Billy: That leads me to my next question. I imagine, it's easier for you to teach the skill than it is to get someone to care. I'm wondering how you manage that.

Dr. Yvette: Yes, that's such a great question. Because teaching goes with skill. Teaching and coaching is about skill development. But we develop care by healing. So, the reason that people don't care about somebody else is usually because there is a pain, an unresolved pain, that's blocking their care. That's where the therapy work comes in. It's to unearth what are the things that are stuck. What are the unhealed wounds? Where is your heart? Where have you defended your heart so much, and needed to shut down out of shame, guilt, embarrassment, fear, experiences that was so painful that you swore you would never get hurt that way, again. That's healing work.
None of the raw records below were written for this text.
PR #1475, opened 2023-06-21
Small runtime fixes

vouillon:


runtime/mlBytes.js
```diff
@@ -225,7 +225,7 @@ function caml_string_get (s, i) {
 //Requires: caml_string_unsafe_get, caml_string_bound_error
 //Requires: caml_ml_string_length
 function caml_string_get16(s,i) {
-  if (i >>> 0 >= caml_ml_string_length(s) - 1) caml_string_bound_error();
+  if (i < 0 || i + 1 >= caml_ml_string_length(s)) caml_string_bound_error();
```
hhugo, line 228: isn't is equivalent ?

runtime/gc.js
```diff
@@ -38,7 +38,7 @@ function caml_gc_set(_control) {
 
 //Provides: caml_gc_get
 function caml_gc_get(){
-  return [0,0,0,0,0,0,0,0,0]
+  return [0,0,0,0,0,0,0,0,0,0,0,0]
```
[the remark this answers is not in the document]
hhugo: Maybe we should add expect test for this. 
```
print_int (Obj.size (Obj.repr (Gc.get())));
```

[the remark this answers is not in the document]
hhugo: same thing for gc_stat and quick_stat

runtime/sys.js
```diff
@@ -230,18 +230,9 @@ function caml_sys_time_include_children(b) {
...
-      return [0,a[0]];
-    } else if(globalThis.crypto.randomBytes === 'function'){
-      // Nodejs
-      var buff = globalThis.crypto.randomBytes(4);
-      var a = new Uint32Array(buff);
-      return [0,a[0]];
-    }
+  if (globalThis.crypto && globalThis.crypto.getRandomValues) {
+     var a = globalThis.crypto.getRandomValues(new Int32Array(4));
+     return [0, a[0], a[1], a[2], a[3]];
```
hhugo, line 235: > I think using function globalThis.crypto.randomBytes did not work since that
should have been: require('crypto').randomBytes.

The randomBytes codepath was working fine with node14

```
$ node
Welcome to Node.js v14.18.3.
Type ".help" for more information.
> crypto.randomBytes(4)
<Buffer 5e d7 a2 45>
```

runtime/mlBytes.js
vouillon: Oh, indeed!

runtime/gc.js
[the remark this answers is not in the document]
vouillon: I'm not sure we really care if there are too many fields...
I have added some tests.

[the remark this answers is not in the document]
hhugo: I would at least mention this inside a comment next to the implem.

compiler/tests-ocaml/lib-gc/test_gc.ml
```diff
@@ -0,0 +1,4 @@
+let () =
+  assert ((Gc.get ()).custom_minor_max_size = 0);
+  assert ((Gc.stat ()).forced_major_collections = 0);
+  assert ((Gc.quick_stat ()).forced_major_collections = 0)
```
hhugo, line 4: I would be nice to have a test that will fail next time one add another field on the ocaml side.

hhugo: this file is missing a header.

The healing work can increase care. Maybe you still don't want to be with this particular person, but the healing work will help you live a more open-hearted life, where you're more available to your own heart, your own tenderness, your own emotional, tender, loving self. So, you can bring that part of you more on line. Then you can also be a lot more discerning about which people you'd like to share that with.

Billy: In the course that you offer on your website, you talk about how biology and socialization can get in the way of compassionate communication. So, I'm curious if you can elaborate on that.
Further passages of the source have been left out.